ITH color mapping and T2WI of BC patients with HER2 low (A-C), HER2 zero (D-F), and HER2 positive (G-I) expression. (A-C) A 48-year-old woman with hormone receptor-positive no special type carcinoma in the left breast had HER2 low expression. The intra-tumor (A) and peri-tumor (B) regions were segmented and characterized using color mapping in axial fat-suppressed DCE-MRI. Her personalized ITH score was 0.59. (C) Axial T2-weighted image of the same woman showed no peri-tumoral edema. (D-F) Another 54-year-old woman with hormone receptor-negative metaplastic carcinoma in the right breast had HER2 zero expression.

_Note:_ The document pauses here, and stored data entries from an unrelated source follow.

Issue #991, opened 2024-10-01
HTTP Cache API: JS SDK


guybedford:
This is to track the JS SDK additions in Q4 to support HTTP Cache API

abharadwaj999:
Can we have this by EoY (Q4) as we do have JS customers waiting on HTTP Cache API support ?

guybedford:
Hostcall parity is exactly the Q4 goal. I haven't fully analyzed the surface area of the new HTTP Cache API yet, and KVStore v2 is next on the list, but it seems fairly likely we should be able to complete this in Q4.

abharadwaj999:
apologies, but just for my understanding, does "hostcall parity" equate to "JS SDK availability in guest for HTTP Cache API " or something else host specific only?

guybedford:
Yes we want to fully support the latest host APIs in the JS SDK.

PR #1018, opened 2024-10-22
DO NOT MERGE YET - HTTP Caching API

harmony7:
This PR tracks the implementation of the HTTP caching API.

Implements https://github.com/fastly/js-compute-runtime/issues/991

### DIFF
--- a/types/cache-override.d.ts
+++ b/types/cache-override.d.ts
@@ -98,6 +98,20 @@ declare module 'fastly:cache-override' {
      *
      * See the [Fastly PCI-Compliant Caching and Delivery documentation](https://docs.fastly.com/products/pci-compliant-caching-and-delivery)
      * for details.
+     *
+     * @param {void} [init.onBeforeSend]
+     * Set a [callback function](https://developer.mozilla.org/en-US/docs/Glossary/Callback_function) to be invoked if a
+     * request is going all the way to a backend, allowing the request to be modified beforehand.
+     *
+     * See [Modifying a request as it is forwarded to a backend](https://www.fastly.com/documentation/guides/concepts/edge-state/cache/#modifying-a-request-as-it-is-forwarded-to-a-backend)
+     * in the Fastly cache interfaces documentation for details.
+     *
+     * @param {void} [init.onAfterSend]
+     * Set a [callback function](https://developer.mozilla.org/en-US/docs/Glossary/Callback_function) to be invoked after
+     * a response has been sent, but before it is stored into the cache.
+     *
+     * See [Controlling cache behavior based on backend response](https://www.fastly.com/documentation/guides/concepts/edge-state/cache/#controlling-cache-behavior-based-on-backend-response)
+     * in the Fastly cache interfaces documentation for details.
      */
     constructor(
       mode: 'none' | 'pass' | 'override',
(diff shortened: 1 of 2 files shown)


harmony7:
Starting by committing proposed TypeScript types for the API surface.

guybedford:
I've started to put together a variation of this in https://github.com/fastly/js-compute-runtime/pull/1051. Using Response mutations instead of having a separate CandidateResponse, and also using a CacheOptions return.

Here are the same examples updated to this API.

Depending on how the implementation goes I will update this.

```javascript
// Example: inject headers before sending.
const request = event.request;
const response = await fetch(request, {
  backend: 'example',
  cacheOverride: new CacheOverride('override', {
    beforeSend(req) {
      // Assume buildAuthorizationHeader() may be expensive, so
      // we only want to call this when the request would actually reach the backend.
      req.headers.set('Authorization', buildAuthorizationHeader());
    },
  }),
});
```

```javascript
// Example: customizing caching based on content type.
const request = event.request;
const response = await fetch(request, {
  backend: 'example',
  cacheOverride: new CacheOverride('override', {
    beforeCache(resp) {
      const contentType = resp.headers.get('Content-Type') ?? '';
      switch(true) {
        case contentType.startsWith('image/'):
          resp.ttl = 67;
          break;
        case contentType === 'text/html':
          resp.ttl = 321;
          break;
        case contentType === 'application/json':
          // setUncacheable becomes returning { cache: false }
          return { cache: false };
          break;
        default:
          resp.ttl = 2;
      }
    },
  }),
});
```

```javascript
// Example: creating a hit-for-pass object.
const request = event.request;
const response = await fetch(request, {
  backend: 'example',
  cacheOverride: new CacheOverride('override', {
    afterSend(resp) {
      if (resp.headers.has('my-private-header')) {
        // setUncacheable() becomes 'uncacheable'
        return { cache: 'uncacheable' };
      }
    },
  }),
});
```

```javascript
// Example: expanding a template before caching.
const request = event.request;
const response = await fetch(request, {
  backend: 'example',
  cacheOverride: new CacheOverride('override', {
    beforeCache(resp) {
      resp.headers.set('Content-Type', 'text/html');
      const bodyTransform = new TransformStream({
        bytes: null,
        start() {
          this.bytes = new Uint8Array(0);
        },
        transform(chunk) {
          // The ideal transform would transform bytes as it goes over the wire,
          // but for a transformation whose input is JSON, we need to buffer the
          // bytes to memory, because we need the whole body before we can
          // deserialize it.
          const newBytes = new Uint8Array(this.bytes.length + chunk.length);
          newBytes.set(this.bytes, 0);
          newBytes.set(chunk, this.bytes.length);
          this.bytes = newBytes;
        },
        flush(controller) {
          const str = new TextDecoder().decode(this.bytes);
          // jsonToHtml applies a template to generate HTML from JSON
          const html = jsonToHtml(str);
          controller.enqueue(new TextEncoder().encode(html));
        },
      });
      return { bodyTransform };
    },
  }),
});

// The resulting cached object will have a body that is HTML
// despite that the backend returned a JSON response:
return response;
```

harmony7:
I am liking the shape of this.

I'm have one question.

One of the reasons my previous suggested API surface has a CandidateResponse type was to provide an interface that specifically does not provide a way to access certain parts of the Response (mainly the Body) during after-send. For example, if you consume Body here then the caller of fetch will be in trouble.  Also, revalidation responses will have an empty Body during after-send, to be filled in by the cached body before returning from fetch.

If you use a normal Response here, will you be able to enforce this?

guybedford:
Thanks for bringing that up. We could add a state bit to the response that treats it as a locked response somehow I'm sure, and to give an error on access to the body or something similar.

guybedford:
Closing as the final design is now fully tracking in https://github.com/fastly/js-compute-runtime/pull/1051. Any final comments with regards to the API surface area very much welcome.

The intra-tumor (D) and peri-tumor (E) regions were segmented and characterized using color mapping in the axial fat-suppressed DCE-MRI (personalized ITH score =0.49). (F) An axial T2-weighted image in this woman showed pre-pectoral edema (white arrow). (G-I) A 52-year-old woman with hormone receptor-negative no special type carcinoma in the left breast had HER2 positive expression. The intra-tumor (G) and peri-tumor (H) was segmented and characterized using color mapping in the axial fat-suppressed DCE-MRI (personalized ITH score =0.84). (I) Axial T2-weighted image show pre-pectoral edema (white arrow). BC, breast cancer; DCE-MRI, dynamic contrast-enhanced magnetic resonance imaging; HER2, human epidermal growth factor receptor 2; ITH, intra- and peri-tumoral heterogeneity.

Figure 5

Boxplots show the predictive performance of Final Combined Models in predicting true dichotomized HER2 status. The predictive performance of Final Combined Models for all dichotomized HER2 tasks yielded P values less than 0.001, calculated using the Mann-Whitney test. HER2, human epidermal growth factor receptor 2.

Figure 6

Performance of the Final Combined Models for distinguishing dichotomized HER2 status. AUC, area under the curve; CI, confidence interval; HER2, human epidermal growth factor receptor 2; ROC, receiver operating characteristic.